Data provided Start Marker
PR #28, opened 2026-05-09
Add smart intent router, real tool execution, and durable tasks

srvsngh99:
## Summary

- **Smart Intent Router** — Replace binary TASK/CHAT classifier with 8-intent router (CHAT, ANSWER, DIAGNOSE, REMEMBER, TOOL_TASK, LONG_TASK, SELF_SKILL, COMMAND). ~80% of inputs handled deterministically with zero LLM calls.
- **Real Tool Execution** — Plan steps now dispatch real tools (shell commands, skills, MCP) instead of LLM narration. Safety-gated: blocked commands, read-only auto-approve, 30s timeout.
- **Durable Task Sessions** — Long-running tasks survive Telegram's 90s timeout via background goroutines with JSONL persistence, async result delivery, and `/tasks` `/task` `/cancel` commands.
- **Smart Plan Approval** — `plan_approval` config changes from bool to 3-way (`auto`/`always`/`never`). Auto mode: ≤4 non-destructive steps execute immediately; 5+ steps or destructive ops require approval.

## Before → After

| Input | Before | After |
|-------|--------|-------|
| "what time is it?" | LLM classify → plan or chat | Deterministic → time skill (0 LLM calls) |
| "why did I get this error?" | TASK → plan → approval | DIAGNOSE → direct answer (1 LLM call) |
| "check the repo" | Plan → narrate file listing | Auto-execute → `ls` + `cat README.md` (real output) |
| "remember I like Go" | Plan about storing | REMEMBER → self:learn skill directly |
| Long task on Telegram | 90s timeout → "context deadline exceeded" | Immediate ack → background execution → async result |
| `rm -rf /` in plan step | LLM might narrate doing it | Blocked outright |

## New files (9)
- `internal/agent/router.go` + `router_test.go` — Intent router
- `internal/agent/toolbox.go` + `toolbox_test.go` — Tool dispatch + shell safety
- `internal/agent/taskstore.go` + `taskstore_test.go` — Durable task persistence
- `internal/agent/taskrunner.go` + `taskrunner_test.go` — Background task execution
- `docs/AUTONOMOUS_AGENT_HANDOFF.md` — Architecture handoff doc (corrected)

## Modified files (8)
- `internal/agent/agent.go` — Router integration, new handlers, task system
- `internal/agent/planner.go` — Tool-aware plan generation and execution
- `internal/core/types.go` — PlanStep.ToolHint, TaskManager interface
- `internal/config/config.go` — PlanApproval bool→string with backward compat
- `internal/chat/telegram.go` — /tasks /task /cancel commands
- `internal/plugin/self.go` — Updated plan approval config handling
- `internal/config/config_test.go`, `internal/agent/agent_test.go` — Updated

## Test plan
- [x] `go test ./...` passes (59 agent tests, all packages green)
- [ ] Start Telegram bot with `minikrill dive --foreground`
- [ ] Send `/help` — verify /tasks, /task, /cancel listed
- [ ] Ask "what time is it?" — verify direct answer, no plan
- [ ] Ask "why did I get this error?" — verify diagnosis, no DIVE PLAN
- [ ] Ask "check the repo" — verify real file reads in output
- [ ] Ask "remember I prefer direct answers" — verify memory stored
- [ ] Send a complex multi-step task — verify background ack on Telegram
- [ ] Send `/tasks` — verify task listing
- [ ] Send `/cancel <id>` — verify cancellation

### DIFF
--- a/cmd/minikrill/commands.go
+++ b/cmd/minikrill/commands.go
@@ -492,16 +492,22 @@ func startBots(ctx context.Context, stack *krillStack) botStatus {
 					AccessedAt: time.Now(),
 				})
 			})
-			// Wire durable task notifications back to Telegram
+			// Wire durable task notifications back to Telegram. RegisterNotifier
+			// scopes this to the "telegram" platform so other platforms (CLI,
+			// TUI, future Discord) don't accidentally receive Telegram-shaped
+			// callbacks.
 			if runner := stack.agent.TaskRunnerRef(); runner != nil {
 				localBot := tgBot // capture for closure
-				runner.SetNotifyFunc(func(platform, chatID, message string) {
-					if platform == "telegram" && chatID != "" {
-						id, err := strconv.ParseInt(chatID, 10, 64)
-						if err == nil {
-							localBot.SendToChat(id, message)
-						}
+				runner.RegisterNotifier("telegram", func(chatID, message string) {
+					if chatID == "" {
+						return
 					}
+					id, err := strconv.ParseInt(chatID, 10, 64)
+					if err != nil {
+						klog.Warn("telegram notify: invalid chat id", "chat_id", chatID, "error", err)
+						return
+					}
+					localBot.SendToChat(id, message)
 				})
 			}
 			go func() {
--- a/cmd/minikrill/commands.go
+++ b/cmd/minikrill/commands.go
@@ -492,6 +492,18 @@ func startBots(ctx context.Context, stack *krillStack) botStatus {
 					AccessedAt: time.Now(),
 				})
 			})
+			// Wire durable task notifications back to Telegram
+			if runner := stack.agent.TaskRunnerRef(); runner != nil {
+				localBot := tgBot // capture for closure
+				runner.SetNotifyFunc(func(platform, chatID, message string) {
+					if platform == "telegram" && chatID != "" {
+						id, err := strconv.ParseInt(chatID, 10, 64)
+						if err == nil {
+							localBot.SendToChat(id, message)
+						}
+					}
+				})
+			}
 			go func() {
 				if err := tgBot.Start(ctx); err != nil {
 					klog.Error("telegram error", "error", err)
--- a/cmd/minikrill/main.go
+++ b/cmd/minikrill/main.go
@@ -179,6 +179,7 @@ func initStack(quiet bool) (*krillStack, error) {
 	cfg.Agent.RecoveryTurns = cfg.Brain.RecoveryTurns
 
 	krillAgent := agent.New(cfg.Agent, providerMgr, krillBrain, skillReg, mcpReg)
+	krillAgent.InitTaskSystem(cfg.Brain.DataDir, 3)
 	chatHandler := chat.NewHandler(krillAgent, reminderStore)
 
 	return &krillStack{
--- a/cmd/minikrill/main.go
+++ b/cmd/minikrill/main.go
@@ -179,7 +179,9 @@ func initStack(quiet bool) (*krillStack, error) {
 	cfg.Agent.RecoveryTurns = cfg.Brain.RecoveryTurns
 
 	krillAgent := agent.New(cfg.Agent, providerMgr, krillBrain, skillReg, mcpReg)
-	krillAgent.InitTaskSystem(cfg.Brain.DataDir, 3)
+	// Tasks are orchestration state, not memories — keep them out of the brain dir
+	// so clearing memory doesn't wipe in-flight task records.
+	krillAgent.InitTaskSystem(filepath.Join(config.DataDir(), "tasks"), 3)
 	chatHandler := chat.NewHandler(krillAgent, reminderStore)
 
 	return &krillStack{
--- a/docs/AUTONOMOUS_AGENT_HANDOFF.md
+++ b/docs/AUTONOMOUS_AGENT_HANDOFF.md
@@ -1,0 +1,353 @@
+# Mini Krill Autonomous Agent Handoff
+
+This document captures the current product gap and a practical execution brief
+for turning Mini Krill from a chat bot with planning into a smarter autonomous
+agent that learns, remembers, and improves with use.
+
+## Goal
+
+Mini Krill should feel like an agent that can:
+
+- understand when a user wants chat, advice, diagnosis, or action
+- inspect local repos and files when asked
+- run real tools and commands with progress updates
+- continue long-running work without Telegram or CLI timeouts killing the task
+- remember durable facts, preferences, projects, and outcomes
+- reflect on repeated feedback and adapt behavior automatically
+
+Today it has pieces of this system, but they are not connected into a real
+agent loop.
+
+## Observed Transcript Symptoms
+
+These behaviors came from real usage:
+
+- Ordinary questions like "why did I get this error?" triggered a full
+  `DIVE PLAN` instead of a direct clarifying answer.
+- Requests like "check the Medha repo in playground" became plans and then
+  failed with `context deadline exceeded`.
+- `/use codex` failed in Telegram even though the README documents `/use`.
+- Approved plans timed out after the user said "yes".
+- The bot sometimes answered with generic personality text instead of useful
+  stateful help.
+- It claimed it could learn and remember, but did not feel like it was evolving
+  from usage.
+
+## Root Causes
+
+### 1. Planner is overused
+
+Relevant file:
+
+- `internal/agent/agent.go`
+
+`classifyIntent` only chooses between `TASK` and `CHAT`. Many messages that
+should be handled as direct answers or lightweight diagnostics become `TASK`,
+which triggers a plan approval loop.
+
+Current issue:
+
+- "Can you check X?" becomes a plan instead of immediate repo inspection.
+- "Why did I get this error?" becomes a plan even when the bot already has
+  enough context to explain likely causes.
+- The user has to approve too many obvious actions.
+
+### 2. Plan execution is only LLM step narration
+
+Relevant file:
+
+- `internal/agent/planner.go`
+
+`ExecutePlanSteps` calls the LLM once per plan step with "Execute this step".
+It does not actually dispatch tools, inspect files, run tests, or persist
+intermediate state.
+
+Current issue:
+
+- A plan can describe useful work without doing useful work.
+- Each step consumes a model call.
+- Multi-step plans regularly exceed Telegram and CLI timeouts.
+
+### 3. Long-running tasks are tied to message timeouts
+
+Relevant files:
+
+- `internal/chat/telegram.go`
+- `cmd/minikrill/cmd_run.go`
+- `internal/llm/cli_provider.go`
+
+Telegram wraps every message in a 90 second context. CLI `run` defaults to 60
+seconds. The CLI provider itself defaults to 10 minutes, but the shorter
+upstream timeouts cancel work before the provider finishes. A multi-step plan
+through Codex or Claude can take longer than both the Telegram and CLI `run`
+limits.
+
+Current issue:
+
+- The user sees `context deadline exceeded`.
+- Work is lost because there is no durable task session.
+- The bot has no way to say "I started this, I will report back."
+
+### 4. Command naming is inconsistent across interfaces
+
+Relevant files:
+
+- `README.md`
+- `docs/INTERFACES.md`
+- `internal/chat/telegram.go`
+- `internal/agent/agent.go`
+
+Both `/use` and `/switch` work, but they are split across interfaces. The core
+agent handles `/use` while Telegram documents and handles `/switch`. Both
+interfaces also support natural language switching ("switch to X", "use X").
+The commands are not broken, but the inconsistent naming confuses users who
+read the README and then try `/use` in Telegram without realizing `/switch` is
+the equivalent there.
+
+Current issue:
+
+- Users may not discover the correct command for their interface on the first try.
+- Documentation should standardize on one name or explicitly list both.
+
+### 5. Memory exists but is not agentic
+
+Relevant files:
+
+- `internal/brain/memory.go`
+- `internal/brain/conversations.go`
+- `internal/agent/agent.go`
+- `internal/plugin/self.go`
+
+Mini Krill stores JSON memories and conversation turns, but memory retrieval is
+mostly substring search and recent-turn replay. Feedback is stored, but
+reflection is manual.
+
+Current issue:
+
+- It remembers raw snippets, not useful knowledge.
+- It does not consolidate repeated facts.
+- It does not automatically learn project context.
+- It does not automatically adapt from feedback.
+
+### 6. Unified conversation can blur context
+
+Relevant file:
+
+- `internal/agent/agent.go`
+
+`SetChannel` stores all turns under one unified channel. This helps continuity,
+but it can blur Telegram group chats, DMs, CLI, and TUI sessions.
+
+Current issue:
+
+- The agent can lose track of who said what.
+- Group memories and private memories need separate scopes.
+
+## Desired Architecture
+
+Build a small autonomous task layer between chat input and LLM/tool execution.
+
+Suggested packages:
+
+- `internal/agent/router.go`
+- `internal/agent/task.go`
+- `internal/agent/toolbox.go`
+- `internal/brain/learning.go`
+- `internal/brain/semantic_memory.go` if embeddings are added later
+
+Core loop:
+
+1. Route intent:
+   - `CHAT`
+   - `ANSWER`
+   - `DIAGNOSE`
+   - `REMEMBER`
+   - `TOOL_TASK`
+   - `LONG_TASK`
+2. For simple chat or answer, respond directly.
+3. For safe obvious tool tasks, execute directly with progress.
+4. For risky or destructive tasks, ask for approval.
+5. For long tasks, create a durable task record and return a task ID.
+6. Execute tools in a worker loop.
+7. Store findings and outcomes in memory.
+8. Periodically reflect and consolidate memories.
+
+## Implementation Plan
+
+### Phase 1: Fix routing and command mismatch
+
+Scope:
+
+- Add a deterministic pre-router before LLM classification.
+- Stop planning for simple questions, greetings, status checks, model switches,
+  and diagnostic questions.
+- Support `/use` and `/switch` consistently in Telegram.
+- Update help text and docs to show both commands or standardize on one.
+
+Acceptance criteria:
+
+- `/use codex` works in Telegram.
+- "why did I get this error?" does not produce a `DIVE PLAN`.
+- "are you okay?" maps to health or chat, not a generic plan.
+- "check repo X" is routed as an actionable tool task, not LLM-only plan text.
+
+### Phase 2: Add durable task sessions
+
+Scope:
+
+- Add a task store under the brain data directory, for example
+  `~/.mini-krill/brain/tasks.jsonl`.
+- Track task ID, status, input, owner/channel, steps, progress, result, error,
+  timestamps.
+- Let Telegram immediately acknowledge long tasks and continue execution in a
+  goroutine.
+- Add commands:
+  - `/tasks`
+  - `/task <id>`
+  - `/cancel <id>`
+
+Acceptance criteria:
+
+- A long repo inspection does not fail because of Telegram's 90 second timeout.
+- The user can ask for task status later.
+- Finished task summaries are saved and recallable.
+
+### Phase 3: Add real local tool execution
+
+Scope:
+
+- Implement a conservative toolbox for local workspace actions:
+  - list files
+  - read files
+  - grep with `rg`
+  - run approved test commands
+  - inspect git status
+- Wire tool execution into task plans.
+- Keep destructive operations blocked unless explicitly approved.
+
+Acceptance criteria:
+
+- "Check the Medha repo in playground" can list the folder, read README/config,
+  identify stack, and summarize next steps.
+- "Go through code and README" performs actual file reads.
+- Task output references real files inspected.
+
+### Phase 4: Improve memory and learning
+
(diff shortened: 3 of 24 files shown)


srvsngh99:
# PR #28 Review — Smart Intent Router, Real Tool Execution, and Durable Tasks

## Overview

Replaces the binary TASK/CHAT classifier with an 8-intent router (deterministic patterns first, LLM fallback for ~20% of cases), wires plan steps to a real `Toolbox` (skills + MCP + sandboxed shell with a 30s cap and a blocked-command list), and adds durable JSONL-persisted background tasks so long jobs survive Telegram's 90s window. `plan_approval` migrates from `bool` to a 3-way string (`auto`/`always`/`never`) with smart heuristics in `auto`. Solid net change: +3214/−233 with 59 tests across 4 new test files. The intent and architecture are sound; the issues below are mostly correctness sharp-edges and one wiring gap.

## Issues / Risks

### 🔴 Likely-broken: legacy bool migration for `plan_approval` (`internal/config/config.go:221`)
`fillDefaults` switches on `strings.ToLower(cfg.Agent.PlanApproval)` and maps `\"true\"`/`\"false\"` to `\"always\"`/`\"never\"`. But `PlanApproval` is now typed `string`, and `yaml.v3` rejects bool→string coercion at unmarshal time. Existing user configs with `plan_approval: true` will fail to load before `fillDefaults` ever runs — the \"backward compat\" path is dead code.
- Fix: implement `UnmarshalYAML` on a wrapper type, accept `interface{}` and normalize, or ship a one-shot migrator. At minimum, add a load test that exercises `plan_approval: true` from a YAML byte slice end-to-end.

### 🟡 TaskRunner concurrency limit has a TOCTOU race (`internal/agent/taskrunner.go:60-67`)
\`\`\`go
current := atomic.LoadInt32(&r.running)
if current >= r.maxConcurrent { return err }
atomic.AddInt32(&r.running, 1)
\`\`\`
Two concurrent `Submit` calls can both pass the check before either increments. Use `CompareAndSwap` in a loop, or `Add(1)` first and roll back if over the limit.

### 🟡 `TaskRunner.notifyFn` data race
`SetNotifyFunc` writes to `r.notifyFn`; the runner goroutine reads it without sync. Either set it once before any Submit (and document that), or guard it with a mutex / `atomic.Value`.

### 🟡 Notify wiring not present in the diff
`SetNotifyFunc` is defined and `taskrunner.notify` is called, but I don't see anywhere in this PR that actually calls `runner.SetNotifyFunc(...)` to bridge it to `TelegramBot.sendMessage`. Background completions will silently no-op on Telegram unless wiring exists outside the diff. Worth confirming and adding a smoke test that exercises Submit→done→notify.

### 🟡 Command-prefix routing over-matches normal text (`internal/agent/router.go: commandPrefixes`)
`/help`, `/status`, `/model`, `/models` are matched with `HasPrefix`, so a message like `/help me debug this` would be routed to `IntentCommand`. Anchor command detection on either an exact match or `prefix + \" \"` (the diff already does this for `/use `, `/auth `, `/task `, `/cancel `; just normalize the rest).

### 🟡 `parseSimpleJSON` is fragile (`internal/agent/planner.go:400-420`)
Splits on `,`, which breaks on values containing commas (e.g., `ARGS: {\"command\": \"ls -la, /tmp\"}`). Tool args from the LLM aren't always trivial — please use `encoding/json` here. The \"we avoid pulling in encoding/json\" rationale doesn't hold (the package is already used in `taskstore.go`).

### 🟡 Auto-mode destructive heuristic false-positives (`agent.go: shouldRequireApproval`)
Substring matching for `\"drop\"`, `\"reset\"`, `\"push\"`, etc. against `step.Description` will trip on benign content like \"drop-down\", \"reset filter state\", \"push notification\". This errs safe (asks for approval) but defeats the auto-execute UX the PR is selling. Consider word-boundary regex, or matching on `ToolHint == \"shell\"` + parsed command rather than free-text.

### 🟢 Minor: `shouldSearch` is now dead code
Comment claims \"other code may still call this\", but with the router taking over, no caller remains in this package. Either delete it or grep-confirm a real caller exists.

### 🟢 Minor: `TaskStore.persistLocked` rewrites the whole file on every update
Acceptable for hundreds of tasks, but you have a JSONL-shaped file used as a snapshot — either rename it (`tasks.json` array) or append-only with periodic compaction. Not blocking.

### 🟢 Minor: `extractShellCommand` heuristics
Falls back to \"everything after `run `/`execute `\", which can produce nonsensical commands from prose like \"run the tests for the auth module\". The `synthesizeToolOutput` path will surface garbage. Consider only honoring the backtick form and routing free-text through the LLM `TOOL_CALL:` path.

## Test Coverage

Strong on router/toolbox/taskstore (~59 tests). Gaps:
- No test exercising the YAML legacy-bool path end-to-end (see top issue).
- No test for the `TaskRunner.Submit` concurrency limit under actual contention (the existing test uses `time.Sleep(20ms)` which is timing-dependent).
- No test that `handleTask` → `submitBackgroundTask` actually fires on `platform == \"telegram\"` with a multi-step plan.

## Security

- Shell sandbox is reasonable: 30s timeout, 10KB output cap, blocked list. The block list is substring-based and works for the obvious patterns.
Data provided End Marker
● **Brief**:
Return every line from the entries above that includes the word "startBots".

● **Output for this exercise**:
@@ -492,16 +492,22 @@ func startBots(ctx context.Context, stack *krillStack) botStatus {
@@ -492,6 +492,18 @@ func startBots(ctx context.Context, stack *krillStack) botStatus {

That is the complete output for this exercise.